Mifsud T, Gatt A, Chockalingam N, Micallef Stafrace K, Padhiar N. Insertional Achilles tendinopathy: A novel link to shorter free tendons.
Foot (Edinb) 2025;
63:102164. [PMID:
40315638 DOI:
10.1016/j.foot.2025.102164]
[Citation(s) in RCA: 0] [Impact Index Per Article: 0] [Reference Citation Analysis] [Abstract] [Key Words] [Track Full Text] [Journal Information] [Submit a Manuscript] [Subscribe] [Scholar Register] [Received: 04/02/2025] [Accepted: 04/27/2025] [Indexed: 05/04/2025]
Abstract
BACKGROUND
Achilles tendinopathy is a common overuse injury among athletes, classified into mid-portion and insertional types. While existing literature primarily emphasizes mid-portion tendinopathy as the more prevalent form, emerging evidence highlights the significance of insertional tendinopathy. Variations in clinical presentation warrant further investigation, particularly regarding anatomical differences that could inform treatment strategies and rehabilitation protocols.
PURPOSE
This study aimed to assess the prevalence of Achilles tendon pathologies and explore anatomical differences in the length of the free tendon between insertional and mid-portion tendinopathy.
STUDY DESIGN
This study represents a cross-sectional analysis conducted as part of a larger longitudinal study on the mechanical properties of patients with Achilles tendinopathy.
METHODS
A total of 103 patients (38.8 % males, 61.2 % females, age: 53 ± 12.8 years, body Mass Index (BMI): 30 ± 7.4 kg/m2, 60 % sedentary while 40 % active) diagnosed with Achilles tendon pathologies from across the Maltese islands were recruited for ultrasound assessments to measure tendon length and evaluate associated anatomical characteristics.

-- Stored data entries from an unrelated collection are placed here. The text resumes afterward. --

PR #250, opened 2015-03-08
pathfinding: basic tests for Path::Node

TheJJ:
fixup of #241 by me, implements tests for the path node.


TheJJ:
orig pull was updated.

PR #252, opened 2015-03-17
ci caching

TheJJ:
probably speeds up the ci run

i also removed some leftover config sections for coverity.

### DIFF
--- a/.travis.yml
+++ b/.travis.yml
@@ -55,3 +55,8 @@ notifications:
       - "%{repository}/%{branch} (%{commit} - %{author}): %{message}"
     use_notice: true
     skip_join: true
+
+cache:
+  directories:
+    - .cicache
+  apt: true
--- a/.travis.yml
+++ b/.travis.yml
@@ -1,4 +1,4 @@
-#travis ci config script
+# travis ci config script for openage
 
 
 language: cpp
@@ -45,9 +45,6 @@ after_script:
   - echo test build exited
 
 notifications:
-#  recipients:
-#    - lol@mail.ie
-#    - rofl@liam.ei
   email:
     on_success: change
     on_failure: always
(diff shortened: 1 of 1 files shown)


franciscod:
why the hell not? :+1:

janisozaur:
why was coverity disabled?

TheJJ:
iI was never enabled except for manual uploads.
The problem is that coverty limits the amount of submissions. If we have much activity, each master branch push would submit to coverty, and we won't have a separate coverty branch to push to. So this was just removal of never-enabled code.

janisozaur:
Hmm, pulling a few sources together I got following picture:
1. Coverity was disabled because it didn't support gcc 4.8 [1], likely implying c++11 used extensively throughout the project
2. As you just indicated, coverity limits amount of builds possible, and you don't want another branch just for that.

Regarding point 1: a lot of time has passed since [1] and coverity scan is now at version 7.7.0 [2], where release 7.0 was one adding support for c++11 [3]
Regarding point 2: Coverity only rejects subsequent requests and does not ban you [4], so you could try pushing every build and only the ones falling within allowances would be analyzed.

That's 100% more analysis than none.

[1] https://github.com/TheJJ/openage/commit/c5ee5a51ef34e96035b29d8b4cda5b40f262dd01
[2] https://scan.coverity.com/models
[3] https://communities.coverity.com/docs/DOC-1571
[4] https://scan.coverity.com/faq#frequency, "Once a project reaches the maximum builds per week, additional build requests will be rejected. You will be able to re-submit the build request the following week."

TheJJ:
When `SFTtech/kevin` works and replaces travis for us, this is obsolete anyway. We can then add a hook to the `.kevin` file to submit to coverty. We're using c++14 currently, dunno whether coverty already supports that.

Issue #159, opened 2014-11-17
Slowly implement game_main mess as sane engine features


mic-e:
The `Game` object should be initialized directly from `int main()`, with `--no-video` and `--no-audio` arguments.
##

franciscod:
refactoring, yummy!

franciscod:
progress: https://github.com/franciscod/openage/tree/gamemain-engine-merge

franciscod:
I'm bringing some comments from the now closed #246, which naively merged both classes:

>hm, having a look at it, it doesn't seem like a good idea merging the utterly broken GameMain with the hopefully clean Engine. The better way, as @mic-e hopefully meant in #159, is to migrate all the contents of gamemain to the engine class in a sane way.
>
>All features instanced and "tested" in GameMain should become sane engine features someday. Just merging the contents directly doesn't address the actual problem.
>
> *@TheJJ [said here](https://github.com/SFTtech/openage/pull/246#issuecomment-77269123)*

>Seperation does make some sense. Think of the game menus being rendered before a game is started. The engine is always running to handle any kind of rendering (including ui / menus) even without a game, allowing you to start one game quit back to the main menu and then start a new game.
>
> *@Jon0 [said here](https://github.com/SFTtech/openage/pull/246#issuecomment-77271370)*

TheJJ:
This was long done!

PR #253, opened 2015-03-19
WIP - Coords testing & Tile.get_pos_on_chunk fix

jgelderloos:
Added testing for the coord system
Fixed Tile.get_pos_on_chunk to return the position of the tile on the chunk. This will be an int 0-15. It does not look like this changes anything with the game as it does not seem to be used anywhere. Let me know if you find any problems with it.


cpp/coord/tests.cpp
```diff
@@ -0,0 +1,874 @@
...
+/**
+ * Top level function for coord testing.
+ */
+void coord() {
+	int ret;
+	const char *testname;
+
+	// Some tests below need the engine to be initialized
+	util::Dir dataDir{"assets"};
+	Engine::create( &dataDir ,"testing openage");
```
TheJJ: although i can't blame you for initializing the full engine here, but we should come up with a way the coords can be fully tested without depending on the engine.

jgelderloos: Yeah I kind of figured that once I saw the build failures on travis. I'll have a look into how we can get around it.

franciscod: however, it's proposed on #159 to allow game initialization w/o video/audio support

jgelderloos:
In addition to running with no audio & video we also can't initialize the engine on travis due to not having the assets. The conversions depend on window_size, camgame_phys, camgame_window, camhud_window, and tile_halfsize for a bunch of conversions. Perhapse the best way to deal with it is to move this data out of the engine and just give the engine a pointer to it?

Participants were categorised based on the type of tendinopathy.
RESULTS
A higher prevalence of insertional tendinopathy (67.9 %) was identified compared to mid-portion tendinopathy (20.3 %). Notably, participants with insertional tendinopathy presented with short tendons (3.8 ± 1.4 cm, p = <0.001) compared to those with longer free tendon length in mid-portion tendinopathy (5.9 ± 1.3 cm, p = <0.001). This anatomical distinction, along with the lower attachment of the soleus muscle, may contribute to differing biomechanical properties, influencing the risk of specific tendon pathologies.
CONCLUSIONS
This study is the first to report a higher prevalence of insertional tendinopathy and to highlight the link between short free tendon length and insertional tendinopathy. This emphasizes the importance of monitoring short free tendons, as they are likely pivotal in the development of insertional tendinopathy.